[Saved entries]
□ □ □ □ □ □ □

PR #19409, opened 2024-12-09
fix: make system-settings test time-zone independent

jbee:
System settings use local server zone when formatting the date string so one cannot expect a UTC (neutral) date and time therefore this is compared against a local date time which also uses the system default time zone.


david-mackessy (approved):

jimgrace (approved):
Excellent, thanks. I ran the test and that fixed it!

PR #19410, opened 2024-12-09
fix: login fallback error

Chisomchima:
Implements [DHIS2-18585](https://dhis2.atlassian.net/browse/DHIS2-18585)
---

#### Description:

This pull request addresses an issue with the login page where the dynamic base URL was not considering the URL context path (e.g., `/dev`, `/prod`). Without this fix, the application attempted to send the authentication request to the wrong endpoint (`/api/auth/login` instead of `/dev/api/auth/login`), leading to a failure when hosted under specific context paths like `/dev`.

#### Changes:

- **Base URL Calculation**:
  - Updated the `getBaseUrl()` function to account for the context path (e.g., `/dev`, `/dev-2-41`, etc.) in the URL.
  - The context path is now correctly appended to the API endpoint, ensuring that requests like `POST /api/auth/login` are sent to `/dev/api/auth/login` when the app is hosted under `/dev`.
  - If the page URL ends with `login.html`, that part is correctly stripped off while preserving the context path.

#### Problem Addressed:
- Before this change, when the app was hosted under a context path (e.g., `/dev/login.html`), the login form submitted requests to `http://localhost:8080/api/auth/login` instead of the expected `/dev/api/auth/login`.
- This caused authentication requests to fail for applications hosted in a subdirectory or versioned environment.

---

[DHIS2-18585]: https://dhis2.atlassian.net/browse/DHIS2-18585?atlOrigin=eyJpIjoiNWRkNTljNzYxNjVmNDY3MDlhMDU5Y2ZhYzA5YTRkZjUiLCJwIjoiZ2l0aHViLWNvbS1KU1cifQ


dhis-2/dhis-web-api/src/main/resources/org/hisp/dhis/webapi/servlet/login.html
```diff
@@ -321,9 +325,26 @@ <h1>Log in</h1>
     </div>
 
     <script>
+      // This function will dynamically determine the base URL of the current page
+      function getBaseUrl() {
```
Chisomchima, line 329: I added the `getBaseUrl ` function to dynamically get base url depending on the version, If you think there's a better way to do this from the server, I'm open to that conversation

Chisomchima: I have used a relative path instead of the `getBaseUrl ` function

tomzemp (approved):
lgtm 👍

PR #19415, opened 2024-12-10
fix: Unable to save outbound sms during async operation [DHIS2-18586]

zubaira:
[DHIS2-18586](https://dhis2.atlassian.net/browse/DHIS2-18586)

Async operation tries to save outboundSMS and it fails due to currentUser not set. This PR injects currentUser using AuthenticationService.

[DHIS2-18586]: https://dhis2.atlassian.net/browse/DHIS2-18586?atlOrigin=eyJpIjoiNWRkNTljNzYxNjVmNDY3MDlhMDU5Y2ZhYzA5YTRkZjUiLCJwIjoiZ2l0aHViLWNvbS1KU1cifQ


dhis-2/dhis-services/dhis-service-core/src/main/java/org/hisp/dhis/sms/config/SmsMessageSender.java
```diff
@@ -292,7 +286,12 @@ private void handleResponse(OutboundMessageResponse status, OutboundSms sms) {
       sms.setStatus(OutboundSmsStatus.FAILED);
     }
 
-    outboundSmsService.save(sms);
+    try {
```
enricocolasante, line 289: Who is calling this method?
Why the user is not present?
This doesn't seem to be running in another thread, if I am wrong, who is starting the thread?

dhis-2/dhis-services/dhis-service-core/src/main/java/org/hisp/dhis/sms/config/SmsMessageSender.java
```diff
@@ -122,7 +123,7 @@ public OutboundMessageResponse sendMessage(
   public Future<OutboundMessageResponse> sendMessageAsync(
       String subject, String text, String footer, User sender, Set<User> users, boolean forceSend) {
     OutboundMessageResponse response = sendMessage(subject, text, footer, sender, users, forceSend);
-    return new AsyncResult<>(response);
+    return CompletableFuture.completedFuture(response);
```
enricocolasante, line 126: This is doing nothing, it is not running sendMessage in a different thread and it is not running it in parallel.
Would it make sense to just return the response?

dhis-2/dhis-services/dhis-service-core/src/main/java/org/hisp/dhis/sms/config/SmsMessageSender.java
zubaira: https://github.com/dhis2/dhis2-core/blob/fd2b4211e66c501e1360bdc6bae7edb3341b2a4a/dhis-2/dhis-services/dhis-service-core/src/main/java/org/hisp/dhis/message/DefaultMessageService.java#L491

ameenhere (approved):

enricocolasante (approved):

PR #19423, opened 2024-12-10
fix: Validate data sharing on program stage [DHIS2-17594]

muilpp:
When accessing `tracker/trackedEntities/{uid}`, data sharing is not applied to the program stage, which may result in events that are inaccessible to the current user being returned.

A fix has been implemented in the tracked entity service, similar to the approach used for enrollments and events, to address this issue.

### DIFF
--- a/dhis-2/dhis-services/dhis-service-tracker/src/main/java/org/hisp/dhis/tracker/export/trackedentity/DefaultTrackedEntityService.java
+++ b/dhis-2/dhis-services/dhis-service-tracker/src/main/java/org/hisp/dhis/tracker/export/trackedentity/DefaultTrackedEntityService.java
@@ -399,8 +399,8 @@ class DefaultTrackedEntityService implements TrackedEntityService {
                   e.getEvents().stream()
                       .filter(
                           event ->
-                              trackerAccessManager.canRead(user, event, false).isEmpty()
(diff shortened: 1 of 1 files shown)


enricocolasante (approved):

dhis-2/dhis-services/dhis-service-tracker/src/main/java/org/hisp/dhis/tracker/export/trackedentity/DefaultTrackedEntityService.java
```diff
@@ -397,7 +397,10 @@ private Set<Enrollment> getEnrollments(
             e -> {
               Set<Event> filteredEvents =
                   e.getEvents().stream()
-                      .filter(event -> includeDeleted || !event.isDeleted())
+                      .filter(
+                          event ->
+                              trackerAccessManager.canRead(user, event, false).isEmpty()
```
ameenhere, line 402: I am thinking of the performance implication here. 
Can we atleast move this as the second clause in this condition? 
Meaning swapping the conditions on either sides of &&.

muilpp: makes sense, thanks

ameenhere (approved):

□ □ □ □ □ □ □

— EXERCISE —
Each line above with the word "sharing" must be returned.

— REPLY —
fix: Validate data sharing on program stage [DHIS2-17594]
When accessing `tracker/trackedEntities/{uid}`, data sharing is not applied to the program stage, which may result in events that are inaccessible to the current user being returned.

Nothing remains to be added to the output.